De todas as tragédias que estão nos sendo impostas, a mais grave de todas está em curso: milhares de mortes não estão sendo evitadas por culpa de um presidente que se recusa a guiar-se pela ciência. Desde o início da pandemia, Bolsonaro foi trocando de ministros da Saúde até encontrar um militar que renega a ciência e o obedece cegamente. Comandou uma intervenção militar no ministério da Saúde durante uma crise sanitária sem precedentes. Logo no início da pandemia, a Anvisa fez uma série de recomendações que o governo não seguiu. Entre elas, o órgão sugeriu que viajantes só deveriam embarcar para o Brasil mediante apresentação de um documento que comprovasse o resultado do teste de coronavírus. Não é preciso ser epidemiologista para saber que essa omissão escancarou as portas para a chegada do vírus em peso.

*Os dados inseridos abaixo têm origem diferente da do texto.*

PR #273, opened 2022-08-29
Adding Authentication-Tokens towards Arcsi requests

tuz666:
This change contains front-end side updates which needed for the support of latest Arcsi (our back-end server) enhancements.

In this [PR](https://github.com/lahmacunradio/arcsi/pull/153) we're about to introduce some security upgrades - like token based authentication on API endpoints or role based accesses on views - in our back-end server.

### DIFF
--- a/app/components/HeaderBlock.vue
+++ b/app/components/HeaderBlock.vue
@@ -23,7 +23,7 @@
 </template>
 
 <script>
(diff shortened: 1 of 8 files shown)


gammaw (approved):
@tuz666 thanks! The changes look good in principle. Haven't checked it for completeness (if all arcsi calls are covered), so please do a thorough manual validation on our dev servers. 

PS: Please next time add all IT wg members as reviewers.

Quantas milhares de vidas poderiam ser poupadas se não fôssemos presididos por um político que comete sucessivos atentados à saúde pública, seja abraçando pessoas aglomeradas na rua, recomendando remédios sem eficácia comprovada, ou boicotando a vacina de todas as formas. Mesmo diante desse cenário trágico, o presidente da Câmara afirmou na semana passada que não é um bom momento para o impeachment porque a prioridade agora é o combate à pandemia. É como se as omissões de Bolsonaro não fossem o principal entrave para o combate ao vírus.

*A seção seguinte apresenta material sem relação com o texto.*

PR #274, opened 2022-10-15
Dev/add auth token towards arcsi

tuz666:
This change contains front-end side updates which needed for the support of latest Arcsi (our back-end server) enhancements.

In this [PR](https://github.com/lahmacunradio/arcsi/pull/153) we're about to introduce some security upgrades - like token based authentication on API endpoints or role based accesses on views - in our back-end server.

### DIFF
--- a/app/components/HeaderBlock.vue
+++ b/app/components/HeaderBlock.vue
@@ -23,7 +23,7 @@
 </template>
 
 <script>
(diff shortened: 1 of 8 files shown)


gammaw (approved):
As I see contentwise it's the same as https://github.com/lahmacunradio/frontend/pull/273 so approve goes here too. Thanks!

Há quem diga que Bolsonaro deve continuar até o fim por uma questão pedagógica: o povo precisaria sofrer as consequências dos seus votos e criar maturidade democrática. Eu concordaria se este fosse apenas um mau governo, mas estamos falando de uma tragédia sem precedentes em curso. A sua permanência tem um custo alto para a democracia. Um custo que aumenta à medida que o tempo vai passando. Vale a pena pagá-lo? Eu tenho certeza que não. Na prática, o impeachment de Bolsonaro salvará vidas.
Esperar 2022 para salvar o país é um risco tremendo. Se, na melhor das hipóteses, Bolsonaro não for reeleito, nós já sabemos o que irá acontecer: ele acusará fraude nas eleições e usará a máquina do estado para impedir que outro assuma seu lugar. Já está escrito nas estrelas. Bolsonaro consegue ser ainda mais antidemocrático que Donald Trump, e nossa frágil democracia talvez não seja capaz de suportar esse tranco como foi a norte-americana.
Quem passou o mandato fustigando o povo contra os demais poderes e chegou a decidir que mandaria tropas para o Supremo não deixará de criar empecilhos se perder o cargo nas urnas. Quanto mais tempo demorar o impeachment, menos estado e menos democracia vão sobrar para a próxima eleição.